Я снова только кивнул, не зная, как описать окутавший меня морок. Хьюго посмотрел на меня сурово, серьезно, и… неужели я увидел тревогу в его глазах? Если так, то боится он не за мою жизнь, а за мой рассудок, за тот урон, который может нанести репутации нашего отца возможное безумие младшего сына. Но Хагамар оставался бесстрастным.
– Вот почему сюда нельзя ходить в одиночку. Глупцы, решившиеся на это, станут жертвами своих же потаенных страхов или желаний. Они будут обмануты собственным разумом. Тени – еще не самое страшное, что может пригрезиться в этом дожде. Чудовищные иллюзии затуманят им взор, исказят здешнюю действительность, души погибших возлюбленных будут звать их к себе, ибо завеса не подпустит к библиотеке тех, кто слаб духом.
Не знаю, как именно слова Хагамара подействовали на остальных, но Хьюго слушал малефика настороженно, с особенным вниманием, которое его складу характера не было свойственно. Даже Редерик, в минуты страха скрывающийся за глупыми шутками, не мог вымолвить ни слова, и был подавленным и унылым, как будто тяжкий груз внезапно лег на его плечи. Один только Ториэн, которому все это, наверняка, было известно и раньше, шел себе, как ни в чем не бывало. Меня же слова Хагамара обидели и потому привели в чувства.
– Ты хочешь сказать, я среди вас самый слабый?
– Нет, – с улыбкой ответил он, – ты единственный слишком далеко отошел от меня.
Такой ответ должен был меня успокоить, но не успокоил. Хьюго ведь тоже отошел от Хагамара вслед за мной, но с ним ничего не случилось. Я не стал продолжать этот разговор, боясь нового подтверждения своей слабости. Тем временем по обе стороны от нас появились кривые отроги, высокие, изогнутые, похожие на челюсти дракона или когти чудовищной руки. Они вздымались, словно незамкнутые наверху арки, построенные безумным архитектором преисподней, который решил слегка расширить границы подземного царства. Мы шли сквозь их пугающую анфиладу, а как только достигли конца, мне показалась, что неминуемая смерть ощерилась в нашу сторону. Из мрака на меня скалили зубы сотни пенящихся, словно у бешеных собак, пастей, взирали тысячи пустых глазниц, как бы слезящихся от вечного холода. Их рога, когти, высокие острые хребты, шипы и шпоры, похожие на лезвия сабель, вспарывали воду, словно ткань, которая каскадами струилась с их чешуйчатых спин и сложенных за спиной перепончатых крыльев. Немыслимые чудовища все как будто готовились к прыжку, но отчего-то не прыгали. Они застыли в этом положении, как если бы их навечно заковали в камень. Так и было, они сами были статуями, составленными в нелепую громадину.

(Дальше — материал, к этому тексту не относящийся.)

PR #2604, opened 2026-08-13
fix(worker): accept bazel's "resources:" prefix for local resources

fmeum:
Bazel spells extra resource requests as `resources:<name>`, both in `tags` and in `exec_properties` (see [`ExecutionRequirements.RESOURCES`](https://github.com/bazelbuild/bazel/blob/d62b2b8bc05f8ee4d82262d3eddff179490c857a/src/main/java/com/google/devtools/build/lib/actions/ExecutionRequirements.java#L165)).

Buildfarm only matches the singular `resource:<name>`, even though the comment on `getResourceName` says the prefix "originates from bazel's syntax". An action written using Bazel's documented syntax therefore never actually claimed a local resource.

This change makes it so that both spellings are accepted, leaving existing configurations and actions are unaffected.


werkt (approved):
Matches the currently parsed execution format recommended by bazel.
Continues to support resource: for now. Looks good.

Кольцами они сидели на спинах друг друга, словно обороняя своими неживыми телами сооружение, вздымавшееся чуть ли ни к самым тучам – башню, чью крышу невозможно было разглядеть из-за адских скульптур. Изваяния были самыми разными, некоторые с руками и ногами, подобные громадным людям с головами ужасных зверей, другие сами как звери, порожденные лоном какой-нибудь смертоносной богини. Снизу находились самые большие чудовища, и каждый новый ярус сокращался, превращая башню в конус, в тысячеглавую гору, не имевшую ни окон, ни дверей.
Оказалось, что дверь все-таки есть, каменная, как и все, что здесь находилось. Но я не заметил ее, потому что огромная голова, как бы составленная из двух половин, выступала на поверхности ее створок. Барельеф этой бычьей морды с громадными, во всю высоту двери, рогами, был столь же пугающим, как и другие застывшие стражи этого места. Тяжелое кольцо в ее носу оказалось неделимым и потому намертво запирало двери.
Мы подошли ближе и прямо над дверью я различил табличку, где буквами римского алфавита было высечено одно короткое слово «sofos». Заметил его не один только я.
– Софос? – Прочел Редерик. – Что это такое?
– Так Малефики называют это вместилище мудрости. – Ответил Хагамар.
– Оно вперед читается точно также, как и назад. – Заметил я.
– Ты наблюдательный. – Похвалил Хагамар. – А теперь заметь еще кое-что. Если его перевернуть вверх ногами, форма каждого знака не изменится, и слово не утратит свой смысл.
– И в самом деле! – Приглядевшись, удивился я. – Также как если перевернуть любую букву в отдельности, не трогая остальные.
– Правильно. – Улыбнулся Хагамар.
– Как же мы попадем внутрь? – Спросил Редерик.
– Постучим. – Ответил Хагамар, жестом приглашая сына сделать это. Редерик не обрадовался такому предложению. Несколько нерешительно, всячески пытаясь скрыть обуявший его страх, он подошел к рогатой голове, протянул к ней дрожащую не от холода руку и трижды стукнул кольцом в дверь. И в этот момент жуткая пасть каменного изваяния раскрылась, обнажив острые зубы. Редерик, которому показалось, что демон хочет откусить ему руку, в ужасе отпрянул, а голова заговорила, и зычный неживой голос разнесся по округе подобно раскатам грома.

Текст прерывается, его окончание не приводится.